There is a lot more that has happened since the Chernobyl disaster in 1986. Once example is 9.11. After 9.11, breathing in NYC was like breathing in cracked glass.
.....
We're being sustained by a constant thermonuclear reaction in our sun.
Somehow I'm find the quantum synchronicity of it quite fascinating.
.....
This week's Torah Portion Parashat Tzav. The main metaphor is fire, the fire that must never be extinguished. hmmmm.
It is Shabbat Hagadol, the Shabbat before Pesach. This means a lot of energy is flowing down , directly as it were, to us, the vessels for the light.
Candelighting 7:28, forward one hour (that's daylight saving time) + 3 minutes.

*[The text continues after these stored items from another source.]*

PR #224, opened 2022-02-01
fixed bigint and symbol

### LINKED ISSUE #220: Cannot store bigint and symbol values
### Problem
When using `Keyv#set`, an error is thrown if the `value` is a `symbol` or `bigint`, even though the documentation states that "Values can be of any type.". This also applies if the values are objects that contain one of those types.

For symbols, the error message is vague: 
```
SyntaxError: Unexpected token u in JSON at position 9
    at JSON.parse (<anonymous>)
    at Object.exports.parse [as deserialize] (C:\<project path>\node_modules\.pnpm\json-buffer@3.0.1\node_modules\json-buffer\index.js:49:15)
```

For bigints, the error message is more clear:
```
TypeError: Do not know how to serialize a BigInt
    at JSON.stringify (<anonymous>)
    at stringify (C:\<project path>\node_modules\.pnpm\json-buffer@3.0.1\node_modules\json-buffer\index.js:45:17)
    at Object.stringify [as serialize] (C:\<project path>\node_modules\.pnpm\json-buffer@3.0.1\node_modules\json-buffer\index.js:32:37)
    at C:\<project path>\node_modules\.pnpm\keyv@4.0.5\node_modules\keyv\src\index.js:89:22
    at async C:\<project path>\test-keyv-symbol.js:10:4
```

### How to reproduce
Run this demonstration code in a directory with Keyv added as a dependency:
```js
const Keyv = require('keyv');

const testDB = new Keyv('sqlite://test.sqlite', { namespace: 'test' });
testDB.on('error', err => console.log('Connection Error', err));

(async () => {
	const values = ['Normal string value', 1, true, Symbol('Symbol value'), 1n, { foo: Symbol('Nested symbol value') }, { [Symbol('Symbol key')]: 'bar' }];
	for (const value of values) {
		try {
			await testDB.set('key', value);
			console.log('Success: ', await testDB.get('key'));
		}
		catch (error) {
			console.log('Failure: ', error);
		}
	}
})();
```
The output will show `Success:` lines for the first 3 values (string, number, and boolean), but show `Failure:` for the next 3 values (symbol, bigint, and an object containing a symbol). For the final value (an object with a symbol key), the output will show `Success:  {}`, which is effectively a silent failure.

### Expected behavior
My understanding is that it's impossible to serialize and de-serialize a `symbol`, because they are unique by definition. As such, the user should be clearly and eagerly warned when attempting to store them. Rather than the vague `undefined` JSON error or silent failure, an error message like `TypeError: Symbols cannot be serialized.` should be emitted whenever the value is a symbol or an object containing a symbol as a key or value.

For bigints, these should be serialized and de-serialized normally, like other primitives. 

### Version
4.0.5

alphmth:
Fixes #220

### DIFF
--- a/packages/keyv/src/index.js
+++ b/packages/keyv/src/index.js
@@ -4,7 +4,9 @@ const EventEmitter = require('events');
 const JSONB = require('json-buffer');
 
 // eslint-disable-next-line no-extend-native
-BigInt.prototype.toJSON = function() { return this.toString()  }
+BigInt.prototype.toJSON = function () {
+	return this.toString();
+};
 
 const loadStore = options => {
 	const adapters = {
--- a/packages/keyv/src/index.js
+++ b/packages/keyv/src/index.js
@@ -3,6 +3,9 @@
 const EventEmitter = require('events');
 const JSONB = require('json-buffer');
 
+// eslint-disable-next-line no-extend-native
+BigInt.prototype.toJSON = function() { return this.toString()  }
+
 const loadStore = options => {
 	const adapters = {
 		redis: '@keyv/redis',
@@ -86,6 +89,10 @@ class Keyv extends EventEmitter {
 		return Promise.resolve()
 			.then(() => {
 				const expires = (typeof ttl === 'number') ? (Date.now() + ttl) : null;
+				if (typeof value === 'symbol') {
+					this.emit('error', 'symbol cannot be serialized');
+				}
+
 				value = { value, expires };
 				return this.opts.serialize(value);
 			})
--- a/packages/test-suite/src/values.js
+++ b/packages/test-suite/src/values.js
@@ -56,6 +56,24 @@ const keyvValueTests = (test, Keyv, store) => {
 		t.deepEqual(await keyv.get('foo'), value);
 	});
 
+	test.serial('value can not be symbol', async t => {
+		const keyv = new Keyv({ store: store() });
+		const value = Symbol('value');
+		try {
+			await keyv.set('foo', value);
+		} catch (error) {
+			t.is(error.context, 'symbol cannot be serialized');
+		}
+	});
+
+	test.serial('value can be bigint', async t => {
+		const keyv = new Keyv({ store: store() });
+		// eslint-disable-next-line no-loss-of-precision
+		const value = 9_223_372_036_854_775_807;
+		await keyv.set('foo', value);
+		t.deepEqual(await keyv.get('foo'), value);
+	});
+
 	test.after.always(async () => {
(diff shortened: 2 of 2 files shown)


packages/keyv/src/index.js
```diff
@@ -4,7 +4,9 @@ const EventEmitter = require('events');
 const JSONB = require('json-buffer');
 
 // eslint-disable-next-line no-extend-native
-BigInt.prototype.toJSON = function() { return this.toString()  }
+BigInt.prototype.toJSON = function () {
+	return this.toString();
```
stropicall, line 8: @jaredwray we need to exclude this line from coverage i think

packages/keyv/src/index.js
```diff
@@ -3,6 +3,11 @@
 const EventEmitter = require('events');
 const JSONB = require('json-buffer');
 
+// eslint-disable-next-line no-extend-native
+BigInt.prototype.toJSON = function () {
+	return this.toString();
```
glasser, line 8: This won't round-trip properly. Deserialization will yield a string rather than a bigint (typeof === 'string' not typeof === 'bigint').

packages/test-suite/src/values.js
```diff
@@ -56,6 +56,24 @@ const keyvValueTests = (test, Keyv, store) => {
...
+			await keyv.set('foo', value);
+		} catch (error) {
+			t.is(error.context, 'symbol cannot be serialized');
+		}
+	});
+
+	test.serial('value can be bigint', async t => {
+		const keyv = new Keyv({ store: store() });
+		// eslint-disable-next-line no-loss-of-precision
+		const value = 9_223_372_036_854_775_807;
```
glasser, line 72: This is not a bigint; this is just a normal JS number that's so large that it gets immediately rounded.

You can replace this line with
```
const value = BigInt('9223372036854775807');
```

and then the test will fail because of the issue I describe in my other comment.

If you want to be able to round-trip BigInts through JSON, you need an unambiguous way to represent them in the protocol, or a way of deciding when numbers should be BigInts.

My suggestion is that this change (which mutates the global BigInt, which is icky too) be rolled back, and that folks who want to use bigints supply a custom serializer (perhaps using https://www.npmjs.com/package/json-bigint or something).

stropicall: @glasser there is already an option to supply a custom serializer.

glasser: I understand; my point is that since "JSON encoding of bigints" is not particularly standardized, using a custom serializer might be more appropriate for handling them. (Alternatively, the default serializer could perhaps use something other than JSON that natively supports more types.)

Ileya has her own blog now.
http://ileyasblogspace.blogspot.com/
.....
Think Blue
Think Peace
Breathe Peace
and
Thanks for the Dance this week. Thanks for the Dance. I love you.
Shabbat Shalom
2 Comments:
Isn't it interesting that we are being shined down on with fire, as we breath in chernoble and all and everything that has come before us.. The thermonuclear stuff coming from the sun, ahhh, are we all connected..
I breath you into me, I breath it all into me, and I am whole... Maybe within this realm of death and destuctrution we are not truely whole until we embrace the all of it, life and death, that which bring s life and that which brings death. I need to ponder this.. The all of all of it here. The none of any of it there.. Oh boy, my fav, THE DICHOTOMY !! Off I go to ponder and see what I might know..
BLue, Blue, Blue, always makes me think of you..
I was pondering
how we swim in the sea
and walk in the woods
.....
you don't walk in the sea
or
swim in the woods.
I blue my own mind :P with the circular synchronicity of nuclear reaction.